> [Directions] Nothing in the data is to be left out; copy it exactly.

(The input)

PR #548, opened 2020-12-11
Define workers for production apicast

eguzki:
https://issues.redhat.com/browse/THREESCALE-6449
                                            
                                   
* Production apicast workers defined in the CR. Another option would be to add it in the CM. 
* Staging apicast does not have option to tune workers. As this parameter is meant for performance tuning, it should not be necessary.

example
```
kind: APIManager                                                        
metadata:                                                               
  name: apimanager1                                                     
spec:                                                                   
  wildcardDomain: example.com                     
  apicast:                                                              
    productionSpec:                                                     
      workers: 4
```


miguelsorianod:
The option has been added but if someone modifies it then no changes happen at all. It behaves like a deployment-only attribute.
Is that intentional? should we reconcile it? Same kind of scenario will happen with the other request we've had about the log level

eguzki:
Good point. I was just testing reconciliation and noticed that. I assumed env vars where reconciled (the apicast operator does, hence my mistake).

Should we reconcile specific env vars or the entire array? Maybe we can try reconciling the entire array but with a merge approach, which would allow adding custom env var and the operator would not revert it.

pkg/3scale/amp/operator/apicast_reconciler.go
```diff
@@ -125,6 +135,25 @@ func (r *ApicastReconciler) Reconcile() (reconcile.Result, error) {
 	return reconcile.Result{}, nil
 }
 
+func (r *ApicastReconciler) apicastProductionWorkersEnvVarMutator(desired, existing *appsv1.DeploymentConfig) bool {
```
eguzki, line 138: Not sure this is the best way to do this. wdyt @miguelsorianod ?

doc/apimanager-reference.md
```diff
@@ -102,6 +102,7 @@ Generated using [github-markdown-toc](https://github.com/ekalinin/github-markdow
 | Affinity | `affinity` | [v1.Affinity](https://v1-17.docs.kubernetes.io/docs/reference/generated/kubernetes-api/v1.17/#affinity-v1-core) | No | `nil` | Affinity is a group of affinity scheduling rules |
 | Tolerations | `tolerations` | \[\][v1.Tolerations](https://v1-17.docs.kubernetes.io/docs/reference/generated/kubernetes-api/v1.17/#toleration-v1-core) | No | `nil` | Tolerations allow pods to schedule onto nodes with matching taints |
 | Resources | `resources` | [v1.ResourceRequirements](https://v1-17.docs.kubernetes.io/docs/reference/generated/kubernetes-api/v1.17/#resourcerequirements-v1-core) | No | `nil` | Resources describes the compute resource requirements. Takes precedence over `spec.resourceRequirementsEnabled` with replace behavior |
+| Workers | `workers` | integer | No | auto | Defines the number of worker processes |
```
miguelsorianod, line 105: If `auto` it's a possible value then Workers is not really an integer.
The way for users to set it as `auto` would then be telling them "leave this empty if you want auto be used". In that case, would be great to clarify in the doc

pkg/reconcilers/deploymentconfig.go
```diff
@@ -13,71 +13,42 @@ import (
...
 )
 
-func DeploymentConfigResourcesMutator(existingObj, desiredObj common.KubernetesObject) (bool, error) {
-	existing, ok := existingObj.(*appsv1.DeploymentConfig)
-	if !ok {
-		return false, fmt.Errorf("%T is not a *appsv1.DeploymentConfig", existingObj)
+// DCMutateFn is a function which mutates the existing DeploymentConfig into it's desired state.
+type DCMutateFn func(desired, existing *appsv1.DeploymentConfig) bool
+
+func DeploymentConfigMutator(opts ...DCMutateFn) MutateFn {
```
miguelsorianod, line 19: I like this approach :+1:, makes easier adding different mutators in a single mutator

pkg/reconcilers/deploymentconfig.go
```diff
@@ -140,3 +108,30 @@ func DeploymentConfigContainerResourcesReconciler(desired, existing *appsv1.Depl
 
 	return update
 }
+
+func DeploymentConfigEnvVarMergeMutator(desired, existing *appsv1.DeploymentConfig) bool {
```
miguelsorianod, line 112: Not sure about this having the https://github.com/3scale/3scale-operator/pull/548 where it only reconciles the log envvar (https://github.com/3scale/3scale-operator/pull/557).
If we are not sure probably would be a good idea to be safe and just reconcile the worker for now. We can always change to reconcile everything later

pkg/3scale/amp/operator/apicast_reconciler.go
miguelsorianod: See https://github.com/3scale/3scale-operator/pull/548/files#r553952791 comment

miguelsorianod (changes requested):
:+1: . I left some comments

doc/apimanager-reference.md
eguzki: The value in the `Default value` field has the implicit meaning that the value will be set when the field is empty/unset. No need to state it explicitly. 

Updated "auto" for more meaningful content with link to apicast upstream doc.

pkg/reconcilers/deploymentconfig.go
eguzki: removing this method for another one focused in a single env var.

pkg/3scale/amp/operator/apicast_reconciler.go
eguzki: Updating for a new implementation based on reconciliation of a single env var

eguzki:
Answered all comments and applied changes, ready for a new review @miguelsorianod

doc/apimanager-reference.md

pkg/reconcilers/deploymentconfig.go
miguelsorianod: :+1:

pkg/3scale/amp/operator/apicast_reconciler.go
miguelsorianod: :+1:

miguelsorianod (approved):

(End The input)

> [Written answer]
PR #548, opened 2020-12-11
Define workers for production apicast

eguzki:
https://issues.redhat.com/browse/THREESCALE-6449
                                            
                                   
* Production apicast workers defined in the CR. Another option would be to add it in the CM. 
* Staging apicast does not have option to tune workers. As this parameter is meant for performance tuning, it should not be necessary.

example
```
kind: APIManager                                                        
metadata:                                                               
  name: apimanager1                                                     
spec:                                                                   
  wildcardDomain: example.com                     
  apicast:                                                              
    productionSpec:                                                     
      workers: 4
```


miguelsorianod:
The option has been added but if someone modifies it then no changes happen at all. It behaves like a deployment-only attribute.
Is that intentional? should we reconcile it? Same kind of scenario will happen with the other request we've had about the log level

eguzki:
Good point. I was just testing reconciliation and noticed that. I assumed env vars where reconciled (the apicast operator does, hence my mistake).

Should we reconcile specific env vars or the entire array? Maybe we can try reconciling the entire array but with a merge approach, which would allow adding custom env var and the operator would not revert it.

pkg/3scale/amp/operator/apicast_reconciler.go
```diff
@@ -125,6 +135,25 @@ func (r *ApicastReconciler) Reconcile() (reconcile.Result, error) {
 	return reconcile.Result{}, nil
 }
 
+func (r *ApicastReconciler) apicastProductionWorkersEnvVarMutator(desired, existing *appsv1.DeploymentConfig) bool {
```
eguzki, line 138: Not sure this is the best way to do this. wdyt @miguelsorianod ?

doc/apimanager-reference.md
```diff
@@ -102,6 +102,7 @@ Generated using [github-markdown-toc](https://github.com/ekalinin/github-markdow
 | Affinity | `affinity` | [v1.Affinity](https://v1-17.docs.kubernetes.io/docs/reference/generated/kubernetes-api/v1.17/#affinity-v1-core) | No | `nil` | Affinity is a group of affinity scheduling rules |
 | Tolerations | `tolerations` | \[\][v1.Tolerations](https://v1-17.docs.kubernetes.io/docs/reference/generated/kubernetes-api/v1.17/#toleration-v1-core) | No | `nil` | Tolerations allow pods to schedule onto nodes with matching taints |
 | Resources | `resources` | [v1.ResourceRequirements](https://v1-17.docs.kubernetes.io/docs/reference/generated/kubernetes-api/v1.17/#resourcerequirements-v1-core) | No | `nil` | Resources describes the compute resource requirements. Takes precedence over `spec.resourceRequirementsEnabled` with replace behavior |
+| Workers | `workers` | integer | No | auto | Defines the number of worker processes |
```
miguelsorianod, line 105: If `auto` it's a possible value then Workers is not really an integer.
The way for users to set it as `auto` would then be telling them "leave this empty if you want auto be used". In that case, would be great to clarify in the doc

pkg/reconcilers/deploymentconfig.go
```diff
@@ -13,71 +13,42 @@ import (
...
 )
 
-func DeploymentConfigResourcesMutator(existingObj, desiredObj common.KubernetesObject) (bool, error) {
-	existing, ok := existingObj.(*appsv1.DeploymentConfig)
-	if !ok {
-		return false, fmt.Errorf("%T is not a *appsv1.DeploymentConfig", existingObj)
+// DCMutateFn is a function which mutates the existing DeploymentConfig into it's desired state.
+type DCMutateFn func(desired, existing *appsv1.DeploymentConfig) bool
+
+func DeploymentConfigMutator(opts ...DCMutateFn) MutateFn {
```
miguelsorianod, line 19: I like this approach :+1:, makes easier adding different mutators in a single mutator

pkg/reconcilers/deploymentconfig.go
```diff
@@ -140,3 +108,30 @@ func DeploymentConfigContainerResourcesReconciler(desired, existing *appsv1.Depl
 
 	return update
 }
+
+func DeploymentConfigEnvVarMergeMutator(desired, existing *appsv1.DeploymentConfig) bool {
```
miguelsorianod, line 112: Not sure about this having the https://github.com/3scale/3scale-operator/pull/548 where it only reconciles the log envvar (https://github.com/3scale/3scale-operator/pull/557).
If we are not sure probably would be a good idea to be safe and just reconcile the worker for now. We can always change to reconcile everything later

pkg/3scale/amp/operator/apicast_reconciler.go
miguelsorianod: See https://github.com/3scale/3scale-operator/pull/548/files#r553952791 comment

miguelsorianod (changes requested):
:+1: . I left some comments

doc/apimanager-reference.md
eguzki: The value in the `Default value` field has the implicit meaning that the value will be set when the field is empty/unset. No need to state it explicitly. 

Updated "auto" for more meaningful content with link to apicast upstream doc.

pkg/reconcilers/deploymentconfig.go
eguzki: removing this method for another one focused in a single env var.

pkg/3scale/amp/operator/apicast_reconciler.go
eguzki: Updating for a new implementation based on reconciliation of a single env var

eguzki:
Answered all comments and applied changes, ready for a new review @miguelsorianod

doc/apimanager-reference.md

pkg/reconcilers/deploymentconfig.go
miguelsorianod: :+1:

pkg/3scale/amp/operator/apicast_reconciler.go
miguelsorianod: :+1:

miguelsorianod (approved):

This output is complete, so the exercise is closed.